The dispatch contract is "host's scope wins"; the metadata contract is "source CFC owns the definition." Different questions, different answers — useful when frameworks need to trace a method back to its origin.

## Interfaces — implicit getters count

If your interface declares `getName()` and your component has `<cfproperty name="name">` with `accessors="true"`, the auto-generated getter satisfies the interface ([LDEV-1663](https://luceeserver.atlassian.net/browse/LDEV-1663)):

```javascript
interface IPerson {
    function getName();
}

component implements="IPerson" accessors="true" {
    property name="name";
    // no explicit getName() — the generated one satisfies IPerson
}
```

## Performance — cheap in the normal case

Accessors are cheap when you call them the obvious way. Method bodies are shared across all instances of the same CFC, and `obj.getName()` does a scope read rather than a full UDF dispatch. You don't need to worry about per-call overhead in app code.

The one path that costs more is **indirect invocation** — pulling the accessor into a variable first:

```javascript
var fn = obj.getName;
fn();                  // allocates a short-lived wrapper per call
```

Fine for occasional framework code, worth avoiding in tight loops.

For `persistent="true"` entities, Hibernate calls the generated setters during hydration — once per property per row. Across a query that's a lot of setter calls, so keep ORM setters mechanical and push validation, casting, or computed-value logic into post-load hooks.

## Gotchas

### Body-defined `getX()`/`setX()` overrides the auto-generated one

If you write a getter or setter for a property in the component body, it overrides the auto-generated version — body UDFs hoist last. That's the builder pattern:

```javascript
component accessors="true" {
    property name="message";

    function getMessage() {     // overrides the auto-generated getter
        return "explicit: " & variables.message;
    }
}
```

Use this when you need custom logic on one or two properties without giving up the generated accessors for the rest. Reach for `variables.message` inside the override if you want to read the raw stored value — calling `getMessage()` from inside `getMessage()` is infinite recursion.

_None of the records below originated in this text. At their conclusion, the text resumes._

PR #328, opened 2023-08-01
Use specific release tag for OpenZeppelin Contracts

Amxx:
Has mentionned [here](https://github.com/OpenZeppelin/openzeppelin-contracts#foundry-git), the default (master) branch of [Openzeppelin Contracts](https://github.com/OpenZeppelin/openzeppelin-contracts) is not safe for production. We recommand using a release branch or tag.


Amxx:
I might be missing something about how submodules work. Apparently the version used is fixed to 4.4.2 somewhere outside the `.gitmodules` file.

PR #329, opened 2023-08-02
Use a fixed tag for openzeppelin-contracts submodule

Amxx:
## Related Issue
Currently, the submodule for `lib/openzeppelin-contracts` does not point to any particular tag or branch. The consequence is that is someone does `forge update`, the latest commit from the default branch will be fetched.

Has mentionned [here](https://github.com/OpenZeppelin/openzeppelin-contracts#foundry-git), the default (master) branch of [Openzeppelin Contracts](https://github.com/OpenZeppelin/openzeppelin-contracts) is not safe for production. We recommand using a release branch or tag.

## Description of changes

Change the submodule file so that in the event of a `forge update`, the latest version is fetched.

Note: I arbitrarily set the tag to the latest release. Currently the submodule follows an earlier version (4.4). 4.9.3 is expected to be the latest release of the 4.x cycle. 5.0 will include breaking changes to ERC1155.

At this time, there is no way to point to the latest release of OpenZeppelin Contracts without in a future proof manner (that is comming). Still I think this change would act as a fail-safe, preventing someone from accidentally fetching an unsafe version of the dependency.


hensha256 (approved):
Thank youuuu!

hensha256:
Ah sorry - you havent signed your commit 😢 you can sign it in an interactive rebase!

Amxx:
@hensha256 Should be good now

ewilz:
should we stick with the original zeppelin version we've been on? 4.4.2?

ewilz (approved):

PR #330, opened 2023-08-03
CurrencyLibrary.balanceOf() for integrators

ewilz:
## Related Issue

```        
//ugly :( 
assertEq(IERC20(Currency.unwrap(currency0)).balanceOf(address(this)), 9 ether);
```

updatee: only adding balanceOf() and keeping out exclusively erc20 funcionality out of currency library...should just be unwrapped as an erc20

## Description of changes


marktoda (commented):
Ah yea this makes sense to me, makes it easier to use this custom type in hooks / integrations and stuff

Should we write / port some tests at least for the transferFrom impl? Also do we know what the actual gas savings is by inlining the transferFrom code rather than just importing solmate :D

snreynolds:
I like it, I think we just need to update the tests to use this?

ewilz:
@marktoda ughh I actually think I want to take out `transferFrom` since it's not compliant with native currency. Feels like a footgun :((((( actually to add ERC20 specific things here, so maybe just want to add balanceOf??

marktoda:
> transferFrom since it's not compliant with native currency

++ makes sense

> so maybe just want to add balanceOf

yea think this one is useful for sure

emmaguo13 (commented):
looks good to me 👍

hensha256 (approved):

PR #331, opened 2023-08-07
add snapshot to CI

snreynolds:
## Related Issue

We should be running forge snapshots on all PRs locally & on CI. There was an issue with getting the fuzz snapshots locally to match the CI. Hopefully we can resolve it in this PR.

## Description of changes


snreynolds:
trying to fix #296

marktoda:
tl;dr had to set the fuzz seed _in the environment_ because forge snapshot does not respect it from foundry.toml currently (issue below). So now we should use the `justfile` to run with the proper seed i.e. `just snapshots`

Reference to foundry issue https://github.com/foundry-rs/foundry/issues/6179

foundry.toml
```diff
@@ -8,7 +8,11 @@ ffi = true
 fs_permissions = [{ access = "read-write", path = ".forge-snapshots/"}, { access = "read", path = "./foundry-out"}]
 evm_version = 'paris'
 
-[profile.ci]
-fuzz_runs = 100000
+[profile.default.fuzz]
+runs = 100
```
snreynolds, line 12: why are the runs different in default vs ci?

marktoda: So it runs faster locally! Lots of runs can make it quite slow esp with lot of fuzz tests

marktoda: So it runs faster locally! Lots of runs can make it quite slow esp with lot of fuzz tests

snreynolds:
closing this in favor of this https://github.com/Uniswap/v4-core/pull/401 just squashes these, rebases main, and adds a tolerance

PR #335, opened 2023-08-10
Move MockERC20.sol to contracts/test

emmaguo13:
## Description of changes

MockERC20 should be used instead of TestERC20 in some cases, as it exposes more functions/external values for tests to use.


emmaguo13:
I did have to change the solmate remappings in remappings.txt, otherwise it would not work with hardhat 😐, and I wasn't able to yarn install a specific commit hash, so I went 1 version above the version installed in forge lib.

PR #337, opened 2023-08-13
feat: add PoolManager test

partylikeits1983:
## Description of changes
Adding test to PoolManager.t.sol to test the revert of an already initialized pool. This test expects revert when attempting to initialize an already initialized pool with the same exact PoolKey.


ewilz (approved):

ewilz:
good call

### Getters return references, not copies

For complex types, the getter hands back the live reference:

```javascript
component accessors="true" {
    property name="data" type="struct";
    
    function init() {
        variables.data = { count: 1 };
        return this;
    }
}

obj = new MyCFC();
ref = obj.getData();
ref.count = 99;          // mutates the shared struct
obj.getData().count;     // → 99
```

If you need isolation, return `duplicate(variables.data)` from a custom getter, or document the sharing contract.

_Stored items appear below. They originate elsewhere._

PR #332, opened 2023-08-09
Hooks accept arbitrary bytes from swapper + hook.getFee() accepts parameters

ewilz:
## Related Issue
Which issue does this pull request resolve?
fixes: https://github.com/Uniswap/v4-core/issues/307

about an 850 gas overhead for zero bytes for arbitrary data

## Description of changes
add arbitrary bytes for hooks

PR #343, opened 2023-08-25
Support arbitrary bytes on test routers

saucepoint:
## Related Issue

The test routers (i.e. `PoolSwapTest`) did not support arbitrary data arguments (new in #332). This PR updates the test routers to support the flow of arbitrary bytes from the router to the hooks.

## Description of changes

1. Updated the main function(s) in `PoolSwapTest`, `PoolModifyPositionTest`, and `PoolDonateTest` to support arbitrary data args

2. Updated `MockHooks` to write arbitrary data to storage. Used to verify that test routers are providing arbitrary bytes correctly (`Hooks.t.sol`)


saucepoint:
@ewilz any chance i can get reviewers on this?

snreynolds (dismissed):
lgtm!

contracts/test/PoolSwapTest.sol
```diff
@@ -35,21 +36,29 @@ contract PoolSwapTest is ILockCallback {
         payable
         returns (BalanceDelta delta)
     {
-        delta =
-            abi.decode(manager.lock(abi.encode(CallbackData(msg.sender, testSettings, key, params))), (BalanceDelta));
+        return swap(key, params, testSettings, new bytes(0));
```
ewilz, line 39: looks like gas went up by >1k for all swaps...wonder if consolidating the swap function here makes more sense than having 2 external calls (or just keeping them separate)

contracts/test/PoolModifyPositionTest.sol
```diff
@@ -22,14 +22,23 @@ contract PoolModifyPositionTest is ILockCallback {
...
+        bytes hookData;
     }
 
     function modifyPosition(PoolKey memory key, IPoolManager.ModifyPositionParams memory params)
         external
         payable
         returns (BalanceDelta delta)
     {
-        delta = abi.decode(manager.lock(abi.encode(CallbackData(msg.sender, key, params))), (BalanceDelta));
+        return modifyPosition(key, params, new bytes(0));
```
ewilz, line 33: same as swap, I wonder if we can minimize the impact on gas by the test contracts

snreynolds:
Also looks like the hardhat tests are failing. Since we still have some coverage with hardhat unfortunately we should get those updated even though we are in the process of deprecating. Can reproduce with `yarn test`.

contracts/test/PoolSwapTest.sol
saucepoint: I prefer removing the old function signature and moving everything over to the new function signature w/ `bytes memory hookData` (instead of duplicating the logic). I wanted to keep the original for backwards compatibility with v4-periphery and community repos, but I suppose theres been breaking changes already so might as well keep it up 😝 

Will try it for both swap + modifyPosition

contracts/test/PoolModifyPositionTest.sol
saucepoint: I removed the old `modifyPosition()` and the gas is practically the same, or worse in some cases 🤔 

Here's the diff
https://github.com/saucepoint/v4-core/pull/1/files

saucepoint:
To recap the outstanding changes, there's two paths we could take:

1) Remove overloaded functions by consolidating to the function(s) with `bytes memory` parameters
    - Gas improvements are negligible or worse
    - Update hardhat tests to the new function signatures
    - Update v4-periphery to the new function signatures
    - Requires users to provide ZERO_BYTES when using the test routers
    - More work, but cleaner codebase

2) Keep overloaded functions
    - Hardhat tests are ugly because they need to reference the full function signature
    - backwards compatible with v4-periphery and existing repos
    - cleaner interface for users that dont need arbitrary bytes

snreynolds:
> To recap the outstanding changes, there's two paths we could take:
> 
> 1. Remove overloaded functions by consolidating to the function(s) with `bytes memory` parameters
>    
>    * Gas improvements are negligible or worse
>    * Update hardhat tests to the new function signatures
>    * Update v4-periphery to the new function signatures
>    * Requires users to provide ZERO_BYTES when using the test routers
>    * More work, but cleaner codebase
> 2. Keep overloaded functions
>    
>    * Hardhat tests are ugly because they need to reference the full function signature. But these are getting deprecated anyway 🙏
>    * backwards compatible with v4-periphery and existing repos
>    * cleaner interface for users that dont need arbitrary bytes

I'm in favor of option #1. Don't think we need to maintain backwards compatibility in tests - we should just update them to match the new functionality. Gas seems to just be overhead of the new ZERO_BYTES param so I'm not that worried about it but curious to hear your thoughts @ewilz.

contracts/test/PoolSwapTest.sol
```diff
@@ -23,33 +23,34 @@ contract PoolSwapTest is ILockCallback {
...
-        returns (BalanceDelta delta)
-    {
-        delta =
-            abi.decode(manager.lock(abi.encode(CallbackData(msg.sender, testSettings, key, params))), (BalanceDelta));
+    function swap(
+        PoolKey memory key,
+        IPoolManager.SwapParams memory params,
+        TestSettings memory testSettings,
+        bytes memory hookData
+    ) public payable returns (BalanceDelta delta) {
```
snreynolds, line 39: external?

contracts/test/PoolDonateTest.sol
```diff
@@ -24,14 +24,25 @@ contract PoolDonateTest is ILockCallback {
         PoolKey key;
         uint256 amount0;
         uint256 amount1;
+        bytes hookData;
     }
 
     function donate(PoolKey memory key, uint256 amount0, uint256 amount1)
```
snreynolds, line 30: Remove overloaded func in favor of just using the new func signature below

contracts/test/PoolDonateTest.sol
```diff
@@ -24,14 +24,25 @@ contract PoolDonateTest is ILockCallback {
...
         external
         payable
         returns (BalanceDelta delta)
     {
-        delta = abi.decode(manager.lock(abi.encode(CallbackData(msg.sender, key, amount0, amount1))), (BalanceDelta));
+        return donate(key, amount0, amount1, new bytes(0));
+    }
+
+    function donate(PoolKey memory key, uint256 amount0, uint256 amount1, bytes memory hookData)
+        public
```
snreynolds, line 39: external

contracts/test/PoolModifyPositionTest.sol
```diff
@@ -22,14 +22,15 @@ contract PoolModifyPositionTest is ILockCallback {
         address sender;
         PoolKey key;
         IPoolManager.ModifyPositionParams params;
+        bytes hookData;
     }
 
-    function modifyPosition(PoolKey memory key, IPoolManager.ModifyPositionParams memory params)
-        external
+    function modifyPosition(PoolKey memory key, IPoolManager.ModifyPositionParams memory params, bytes memory hookData)
+        public
```
snreynolds, line 29: external

snreynolds (dismissed):

snreynolds:
@saucepoint Hm looks like hardhat tests are still failing, and I think you need to run yarn prettier but other than that happy to merge!

snreynolds (approved):

snreynolds:
Closing in favor of https://github.com/Uniswap/v4-core/pull/361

### Setter call overhead during init

When constructing an object with many properties, every `setX()` call runs the type-castability check and dispatches the setter. If you trust your input data, direct scope writes skip both:

```javascript
function init(args) {
    structAppend(variables, arguments, true);   // bypasses setters
    return this;
}
```

Don't do this if you depend on the type check or any custom setter logic. It's a tradeoff.

## When to skip accessors

Accessors shine for value objects, ORM entities, and DTOs — anything that's mostly data with a thin API. They're overhead when:

- The component is service-style (no state, just methods)
- A property is read-only (set once at init, never again)
- The getter or setter needs non-trivial logic — write the methods explicitly

For service components, drop `accessors="true"` and write only the methods you actually need. Less generated code, less to surprise you later.

# Categories

[Components (CFCs)](../categories/component.md)

# See Also

[GetMetadata()](../reference/functions/getmetadata.md), [Inline Components](inline-components.md), [ORM - Entity Mapping](orm-entity-mapping.md), [ORM - Relationships](orm-relationships.md), [Best Practices: Structs vs Inline Components](structs-vs-components.md), [<cfcomponent>](../reference/tags/component.md), [<cfproperty>](../reference/tags/property.md)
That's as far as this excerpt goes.